6. Consider Booking Outside The Park
While it’s hard to argue with the convenience of staying within Yellowstone (to say nothing of how cool it is to experience the historic lodges), accommodations just outside the park might be a better deal. As things book up rapidly for the 150th anniversary, you might not find the availability or prices you were hoping for within Yellowstone’s boundaries. The hotels and inns of the gateway towns usually offer better prices and don’t book up as quickly. The Irma Hotel in nearby Cody is a good choice for anyone who wants something nearly as old as Yellowstone itself (the hotel was established in 1902) and plenty of legends (it was founded by Buffalo Bill himself.)
7. Plan On Pacing Yourself
All parks promote wide open spaces but Yellowstone is a bit more wide open than most. It’s the second-largest park in the lower 48 states. Only Death Valley National Park is bigger. There are approximately 3,500 square miles to cover. There are people who’ve spent their whole lives exploring Yellowstone and haven’t come close to experiencing it all. So plan on pacing yourself. Expect drives to take longer than you expect, thanks to frequent stops to view wildlife and the resulting traffic accumulation.
8. Try To Hang Out During Non-Peak Times
Yellowstone is beautiful any time of day but it’s especially lovely in the early morning and evening. That light is a photographer’s dream! And an extra nice perk is that there will be fewer people around.
I was once so keen to visit on off-peak hours that I arrived super-early, only to crash mid-day when the combination of jetlag and a pre-dawn wake-up hit me. So I did what any sensible person would do: I took a nap in my car in a parking lot! The only thing I missed was the post-lunch crowds around Old Faithful and I promptly went inside the Old Faithful Inn to visit the tiny coffee kiosk that’s tucked away on the mezzanine level. One latte and a treat later and I was ready to go!
9. Don’t Be Finicky About Rental Car Prices
Unless you’re on an epic road trip (lucky you!) and have your own vehicle, you’ll need a rental car to explore Yellowstone National Park. There’s no comprehensive public transit system to rely on. Unfortunately, rental car prices just about everywhere are on the rise.
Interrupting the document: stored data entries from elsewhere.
PR #210, opened 2026-07-15
Close OTLP forward-agent leak, fix fetch test cleanup, correct AlertBanner regex

### LINKED ISSUE #173: OtlpReceiver: undici Agent not closed on stop() + pre-existing globalThis.fetch test-pollution bug
## Description

Two small, unrelated follow-ups surfaced during the v1.4.24 SSRF/DNS-rebinding fix — bundled here rather than filed separately given their size.

## Items

1. **`OtlpReceiver.stop()` doesn't close the `undici.Agent` it constructs.** The DNS-rebinding fix added a `forwardDispatcher: Agent | undefined` field (`src/proxy/otlp-receiver.ts:45`), constructed in the constructor whenever `forwardEndpoint` is configured (`otlp-receiver.ts:50`) and used as the `dispatcher` for every forwarded request (`otlp-receiver.ts:376`). `stop()` (`otlp-receiver.ts:79-86`) closes the HTTP server but never calls `this.forwardDispatcher?.close()` / `.destroy()`. No observed impact today — `OtlpReceiver` is constructed once per proxy process and `stop()` is only reached at process shutdown, so idle keep-alive sockets are reclaimed at process exit regardless — but a future caller that repeatedly constructs/discards `OtlpReceiver` instances (e.g. a config-reload path) would leak idle sockets until GC/idle-timeout.

   **Fix:** add `await this.forwardDispatcher?.close();` to `stop()`, alongside the existing server-close logic.

2. **Pre-existing test-pollution bug: `otlp-receiver.test.ts` clobbers `globalThis.fetch` instead of restoring it.** Two `describe` blocks' cleanup — `describe('forward', ...)`'s `afterEach` (`otlp-receiver.test.ts:194`) and `describe('error message sanitization', ...)`'s `beforeEach` (`otlp-receiver.test.ts:695`) — both set `(globalThis as { fetch?: unknown }).fetch = undefined` as their idea of "un-mocking," rather than restoring the real native `fetch`. Since Jest runs a file's `describe` blocks in declaration order within one worker process, any *later* sibling block that needs a working real `fetch` will find `globalThis.fetch` permanently `undefined` by the time its tests run — regardless of whether that sibling avoids the *mocking* blocks' own `beforeEach` (it does; the bug is in the *cleanup*, not the mock setup). Found and worked around locally (not fixed at the source) while adding the v1.4.24 DNS-rebinding regression tests — see `otlp-receiver.test.ts:268-270`'s comment for the full diagnosis; the workaround captures the real `fetch` reference at module-load time and restores it in a scoped `beforeEach`/`afterEach`, but the two original blocks are still buggy for the next person who adds a test after them.

   **Fix:** in both `afterEach`/`beforeEach` blocks, replace `(globalThis as { fetch?: unknown }).fetch = undefined;` with restoring a captured reference to the real, pre-mock `fetch` (the same pattern already used in the new `'forward — DNS rebinding protection'` describe block).

## Scope note

Found during the v1.4.24 proxy SSRF/DNS-rebinding fix (2026-07-12). Neither item blocked that release — both are correctly-scoped, non-blocking hygiene follow-ups per that PR's final review.

### LINKED ISSUE #183: AlertBanner.test.tsx: stale assertion asserts raw values instead of formatNumber()'s 1-decimal tier output

chrisdhaan:
## Summary
- `OtlpReceiver.stop()` now closes its outbound `undici.Agent` dispatcher (previously left open, leaking the connection pool for the life of the process), and never hangs even if closing that dispatcher rejects.
- Fixed a test-cleanup bug in `otlp-receiver.test.ts` where two `afterEach` blocks set `globalThis.fetch = undefined` instead of restoring the real implementation, creating file-order test pollution that a third describe block had to work around.
- Corrected a stale regex in `AlertBanner.test.tsx` that no longer matched the component's real number formatting (a 1-decimal rounding tier for values ≥10).
- Version bump to 1.4.46.

Fixes #173. Fixes #183.

## Test plan
- [x] `npm test` — 131/132 suites passed (1 pre-existing skip), 4141/4144 tests passed (3 pre-existing skips), no failures
- [x] `npm run test:web` — 23/23 files, 279/279 tests passed
- [x] `npm run build` — clean
- [x] `npm run lint` — clean

### DIFF
--- a/CHANGELOG.md
+++ b/CHANGELOG.md
@@ -5,6 +5,13 @@ All notable changes to this project will be documented in this file.
 The format is based on [Keep a Changelog](https://keepachangelog.com/en/1.1.0/),
 and this project adheres to [Semantic Versioning](https://semver.org/spec/v2.0.0.html).
 
+## [1.4.46] - 2026-07-15
+
+### Fixed
+
+- The OTLP receiver now closes its outbound connection pool when stopped, and no longer hangs if closing that pool fails, instead of leaving the pool open for the life of the process.
+- Corrected a test assertion in the alert banner suite that no longer matched the component's real number formatting.
+
 ## [1.4.45] - 2026-07-15
 
 ### Fixed
--- a/package-lock.json
+++ b/package-lock.json
@@ -1,12 +1,12 @@
 {
   "name": "@newrelic/preflight",
-  "version": "1.4.45",
+  "version": "1.4.46",
   "lockfileVersion": 3,
   "requires": true,
   "packages": {
     "": {
       "name": "@newrelic/preflight",
-      "version": "1.4.45",
+      "version": "1.4.46",
       "license": "Apache-2.0",
       "dependencies": {
         "@modelcontextprotocol/sdk": "^1.29.0",
--- a/package.json
+++ b/package.json
@@ -1,6 +1,6 @@
 {
   "name": "@newrelic/preflight",
-  "version": "1.4.45",
+  "version": "1.4.46",
   "type": "module",
   "license": "Apache-2.0",
   "private": false,
--- a/src/proxy/otlp-receiver.test.ts
+++ b/src/proxy/otlp-receiver.test.ts
@@ -19,6 +19,11 @@ import { gzipSync, deflateSync, brotliCompressSync } from 'node:zlib';
 import { OtlpReceiver } from './otlp-receiver.js';
 import type { OtlpReceiverOptions } from './otlp-receiver.js';
 
+// Captured once at module load, before any test mocks globalThis.fetch, so any
+// describe block can restore the real implementation instead of leaving it
+// undefined for whichever block runs next.
+const realFetch = globalThis.fetch;
+
 // ---------------------------------------------------------------------------
 // Helpers
 // ---------------------------------------------------------------------------
@@ -213,7 +218,7 @@ describe('forward', () => {
   });
 
   afterEach(() => {
-    (globalThis as { fetch?: unknown }).fetch = undefined;
+    globalThis.fetch = realFetch;
   });
 
   it('calls fetch with the forward URL and api-key header', async () => {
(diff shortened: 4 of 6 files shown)


corinnekunze:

When the COVID-19 pandemic began and travel all but stopped, most car rental companies sold a significant portion of their fleet in order to make up for lost revenue. Now travel is back, but these companies still haven’t regained their old stock levels. My best advice is to book your rental vehicle now and don’t hold off just because the choice of vehicles isn’t what you envisioned. Right now, getting a large sedan instead of an SUV might seem like a letdown but you could be stuck with a tiny compact car — or nothing at all. Take what you can get now but keep looking. Having something set up is better than nothing.
10. Plan Out Some Paths
There are more than 900 miles of trails in Yellowstone National Park, ranging from short, easy, accessible paths to epic multi-day challenges. While you certainly don’t need any special training to tackle the majority of the park’s most popular routes, 2022 is shaping up to be an extremely busy year. If you want a path to yourself, you might have to go, well, not off the beaten path per se, but certainly along the road less traveled. Having a list of hikes that match your interests and abilities means you’ll always have a backup plan should your first choice be crowded.
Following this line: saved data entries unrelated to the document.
PR #211, opened 2026-07-15
Fix anti-pattern REST hydration mapping

### LINKED ISSUE #186: useLiveEvents.ts: /api/anti-patterns REST hydration pushes target/count as undefined into the live store

chrisdhaan:
## Summary
- `useLiveEvents.ts`'s `hydrateFromApi()` REST-hydration path force-cast the fetched anti-pattern objects into a shape they don't have (`{ type, target, count }`), so `target`/`count` were always `undefined` in the dashboard until the first live SSE event arrived.
- Replaced the cast with an explicit field mapping (`file`/`command` → `target`, `iterations`/`readCount`/`repeatCount`/`editCount`/`agentCount` → `count`), identical to the mapping `Today.tsx` already uses for the same data shape.
- Added a regression test exercising the real hook against a mocked `/api/anti-patterns` response.
- Version bump to 1.4.47 + CHANGELOG entry.

Fixes #186

## Test plan
- [x] New test: `src/web/hooks/useLiveEvents.test.tsx` — REST hydration maps real `AntiPattern` fields onto the store correctly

11. Download All Your Plans
If you’re like me, you might email your travel plans to yourself or bookmark certain web pages and social media posts for easy reference when you travel. Alas, such clever plans don’t exactly work out in Yellowstone because much of the park has no reliable cell signal. That means no quick email checks! As such, download your travel plans before you enter the park and include some maps and driving instructions as well. Happily, Yellowstone National Park has its own app that you can download and use offline.